Repeat the full listing, word for word.
^^^^^^^^
PR #3170, opened 2022-05-05
Update documentation for r2d2 to be more complete

chusteven:
Inspired by [this comment](https://github.com/diesel-rs/diesel/pull/3159#discussion_r863139142) I wanted to be sure that the note on error handling (btw, I think we can close https://github.com/diesel-rs/diesel/issues/2963?) was correct

### DIFF
--- a/diesel/src/r2d2.rs
+++ b/diesel/src/r2d2.rs
@@ -78,16 +78,18 @@
 //!
 //! When used inside a pool, if an individual connection becomes
 //! broken (as determined by the [R2D2Connection::is_broken] method)
-//! then `r2d2` will close and return the connection to the DB.
+//! then, when the connection goes out of scope, `r2d2` will close
+//! and return the connection to the DB.
 //!
 //! `diesel` determines broken connections by whether or not the current
 //! thread is panicking or if individual `Connection` structs are
 //! broken (determined by the `is_broken()` method). Generically, these
 //! are left to individual backends to implement themselves.
 //!
-//! For SQLite, PG, and MySQL backends, specifically, `is_broken()`
-//! is determined by whether or not the `TransactionManagerStatus` (as a part
-//! of the `AnsiTransactionManager` struct) is in an `InError` state.
+//! For SQLite, PG, and MySQL backends `is_broken()` is determined
+//! by whether or not the `TransactionManagerStatus` (as a part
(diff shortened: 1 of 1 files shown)


diesel/src/r2d2.rs
```diff
@@ -78,16 +78,18 @@
 //!
 //! When used inside a pool, if an individual connection becomes
 //! broken (as determined by the [R2D2Connection::is_broken] method)
-//! then `r2d2` will close and return the connection to the DB.
+//! then, when the connection goes out of scope, `r2d2` will close
+//! and return the connection to the DB.
```
chusteven, line 82: Actually now that I read the `r2d2` code a little more, I'm not sure this is correct? It looks like [these lines](https://github.com/sfackler/r2d2/blob/c572a8250923f7f157f73b5700e64d21d598ccb6/src/lib.rs#L500-L502) are what's relevant but if I follow the code to the `drop_conns` method, it seems like the default `on_release` is actually a noop, which now has me wondering whether `diesel` really does return the connection to the DB (and how even is that done normally?).

I may be misunderstanding something too though because I can't say I quite understand [these lines](https://github.com/sfackler/r2d2/blob/c572a8250923f7f157f73b5700e64d21d598ccb6/src/lib.rs#L192-L194) either and maybe that's doing what I would expect it to (actually kill the connection, from the perspective of the DB server too).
^^^^^^^^
# Answer space
PR #3170, opened 2022-05-05
Update documentation for r2d2 to be more complete

chusteven:
Inspired by [this comment](https://github.com/diesel-rs/diesel/pull/3159#discussion_r863139142) I wanted to be sure that the note on error handling (btw, I think we can close https://github.com/diesel-rs/diesel/issues/2963?) was correct

### DIFF
--- a/diesel/src/r2d2.rs
+++ b/diesel/src/r2d2.rs
@@ -78,16 +78,18 @@
 //!
 //! When used inside a pool, if an individual connection becomes
 //! broken (as determined by the [R2D2Connection::is_broken] method)
-//! then `r2d2` will close and return the connection to the DB.
+//! then, when the connection goes out of scope, `r2d2` will close
+//! and return the connection to the DB.
 //!
 //! `diesel` determines broken connections by whether or not the current
 //! thread is panicking or if individual `Connection` structs are
 //! broken (determined by the `is_broken()` method). Generically, these
 //! are left to individual backends to implement themselves.
 //!
-//! For SQLite, PG, and MySQL backends, specifically, `is_broken()`
-//! is determined by whether or not the `TransactionManagerStatus` (as a part
-//! of the `AnsiTransactionManager` struct) is in an `InError` state.
+//! For SQLite, PG, and MySQL backends `is_broken()` is determined
+//! by whether or not the `TransactionManagerStatus` (as a part
(diff shortened: 1 of 1 files shown)


diesel/src/r2d2.rs
```diff
@@ -78,16 +78,18 @@
 //!
 //! When used inside a pool, if an individual connection becomes
 //! broken (as determined by the [R2D2Connection::is_broken] method)
-//! then `r2d2` will close and return the connection to the DB.
+//! then, when the connection goes out of scope, `r2d2` will close
+//! and return the connection to the DB.
```
chusteven, line 82: Actually now that I read the `r2d2` code a little more, I'm not sure this is correct? It looks like [these lines](https://github.com/sfackler/r2d2/blob/c572a8250923f7f157f73b5700e64d21d598ccb6/src/lib.rs#L500-L502) are what's relevant but if I follow the code to the `drop_conns` method, it seems like the default `on_release` is actually a noop, which now has me wondering whether `diesel` really does return the connection to the DB (and how even is that done normally?).

I may be misunderstanding something too though because I can't say I quite understand [these lines](https://github.com/sfackler/r2d2/blob/c572a8250923f7f157f73b5700e64d21d598ccb6/src/lib.rs#L192-L194) either and maybe that's doing what I would expect it to (actually kill the connection, from the perspective of the DB server too).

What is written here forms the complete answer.